I stood up from my chair. “I’m going to get ready for bed. Do you have towels?” I asked without thinking.
Cici nodded at me. “They’re in the cabinet,” she said.
I climbed the stairs and entered the bathroom. It was simple, but the layout caught me off-guard. A cabinet, bathtub, sink, and toilet were against the wall on the left, leaving room for a walkway on the right. The sink and tub each only had a single faucet.

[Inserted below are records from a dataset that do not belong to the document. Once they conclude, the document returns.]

PR #145, opened 2025-09-23
refactor: component `Badge`

MiguelMedeiros:
## Changes
- Refactored Badge component following project design patterns
- Extracted types to separate file (`Badge.types.ts`)
- Added `data-testid` and `data-variant` attributes
- Enhanced tests for all 4 variants (12 tests passing)
- Created comprehensive examples showcase (`Badge.examples.tsx`)


src/components/atoms/Badge/Badge.tsx
```diff
@@ -22,15 +24,28 @@ const badgeVariants = cva(
...
-  variant,
-  asChild = false,
-  ...props
-}: React.ComponentProps<'span'> & VariantProps<typeof badgeVariants> & { asChild?: boolean }) {
-  const Comp = asChild ? Slot : 'span';
+export interface BadgeProps extends React.HTMLAttributes<HTMLDivElement>, VariantProps<typeof badgeVariants> {
+  asChild?: boolean;
+}
+
+function Badge({ className, variant, asChild = false, ...props }: BadgeProps) {
```
infin1t3, line 31: Consider using the same approach here, like in other component MRs you opened. Using `const Badge = React.forwardRef<..`

src/components/atoms/Badge/Badge.tsx
```diff
@@ -22,15 +24,28 @@ const badgeVariants = cva(
...
+  const effectiveVariant = variant || 'default';
```
infin1t3, line 32: // Line 32: Unnecessary fallback
const effectiveVariant = variant || 'default';

CVA already has defaultVariants
```
defaultVariants: {
  variant: 'default',
}
```

src/components/atoms/Badge/Badge.tsx
```diff
@@ -22,15 +24,28 @@ const badgeVariants = cva(
...
+
+  const getTestId = () => {
```
infin1t3, line 34: Why do we need test logic? Also - this function is recreated on every render.

src/components/atoms/Badge/Badge.tsx
```diff
@@ -22,15 +24,28 @@ const badgeVariants = cva(
...
+    return `badge-${effectiveVariant}`;
+  };
+
+  const Comp = asChild ? Slot : 'div';
```
infin1t3, line 38: You use HTMLDiv interface for component type, but here you suggest it can be polymorphic

PR #163, opened 2025-09-24
fix: bg home mobile

flaviomoceri:
Screenshot 2025-09-24 alle 12 31 10


catch-21:
Verified in 1c41d10ec9ac84a5eadfe52ea97ae431ab4ddd7d

Smaller devices show less of this background, but most are larger and look ok. Probably not worth addressing.

Screenshot 2025-09-26 at 12 51 10

Screenshot 2025-09-26 at 12 52 29

PR #166, opened 2025-09-24
fix: home footer height

flaviomoceri:
Screenshot 2025-09-24 alle 13 52 22


MiguelMedeiros (approved):
ACK tested.

catch-21:
Tested on 6e02be58bb8702b55574fae1c118996817dc6da6

**Design**
Screenshot 2025-10-22 at 16 37 41


**Actual**
Screenshot 2025-10-22 at 16 37 35

The spacing below the buttons looks not enough to me. @infin1t3 can you explain to me, using tailwind, what would make this gap 68px.

PR #167, opened 2025-09-24
fix: add share button

flaviomoceri:


catch-21:
Tested work on mobile 1c41d10ec9ac84a5eadfe52ea97ae431ab4ddd7d
The share button is only meant to be on mobile, not desktop too: https://github.com/pubky/franky/issues/182

PR #171, opened 2025-09-25
bug: bootstrap errors during profile creation

tipogi:
Improves user experience during profile creation by adding proper error handling and user feedback when the bootstrap process fails due to indexing delays.


catch-21:
Verified in 824386e551cc49aae16689f238e08e80b6b1d1c2
No longer seeing rapid-fire requests for indexed profile nor the errors.

PR #187, opened 2025-09-29
fix: toaster UI

flaviomoceri:


MiguelMedeiros:
We will have to change this component to Sooner here is the docs:https://ui.shadcn.com/docs/components/sonner

MiguelMedeiros (changes requested):
We will have to change this component to Sooner here is the docs:https://ui.shadcn.com/docs/components/sonner

flaviomoceri:
Done

PR #190, opened 2025-09-29
Vj/fix avatar signup issue

infin1t3:


catch-21 (approved):
Appears to resolve the bug where redirect to `/` was happening after valid invite code used.

PR #196, opened 2025-09-30
bug: post models ids wrong

tipogi:
`post.details.id` is Crockford Base32 strings derived from timestamps. If two users post at the same time, the id will be the same. To avoid that, we need to use the `authorId:postId` format to ensure the id is unique.


afterburn (approved):

infin1t3 (approved):

MiguelMedeiros (commented):
ACK

PR #213, opened 2025-10-03
[DRAFT] feat: use homeserver for post tagging + initial setup application folder

afterburn:
DRAFT PR so we can discuss what @tipogi @MiguelMedeiros want to change about the controllers / application design, if anything


src/core/application/tag/index.ts
```diff
@@ -0,0 +1,2 @@
+export { Tag } from './tag';
+export type { TCreateTagInput, TDeleteTagInput } from './tag.types';
```
MiguelMedeiros, line 2:
```suggestion
export * from './tag';
export * from './tag.types';
```
Can we export like that?

tipogi (approved):
LGTM 🚀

Sure enough, the cabinet contained towels, and at the bottom was a bin with wrinkled towels. That was probably where I was supposed to throw the one I used when I was done. The setup seemed smart, but the amount of towels in the cabinet was unsettling. The entire top half was densely packed with towels. There had to be at least fifty. Why was my assumption that she had towels correct, and why where there so many?
I drew water from the faucet on the tub and felt its temperature with my hand. It was completely lukewarm. My hand did not detect any difference in temperature from the air in the room.
I let the water run and placed Occidae carefully by the edge of the room. There was no mirror in the room, so it felt kind of cramped.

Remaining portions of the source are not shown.